PR #848, opened 2020-03-27
[BUGFIX] Stop caching the vendor/ directory on Travis CI

oliverklee:
Having this directory cached between builds can result in incorrect
versions of dependencies getting installed.

For a good build performance, caching the Composer cache directory
should suffice.

### DIFF
--- a/.travis.yml
+++ b/.travis.yml
@@ -11,7 +11,6 @@ php:
 
 cache:
   directories:
-  - vendor
   - $HOME/.composer/cache
 
 env:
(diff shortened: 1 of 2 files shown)


oliverklee:
Currently, the Travis build status is not automatically visible in this PR.
Here's the direct link to the build:
https://travis-ci.org/github/MyIntervals/emogrifier/builds/667723113

oliverklee:
Closing. After #846, this will not be needed anymore.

★ ★ ★ ★

Task objective. Reproduce each line from the data that has "this" in it.

Solution to the exercise.
Having this directory cached between builds can result in incorrect
Currently, the Travis build status is not automatically visible in this PR.
Closing. After #846, this will not be needed anymore.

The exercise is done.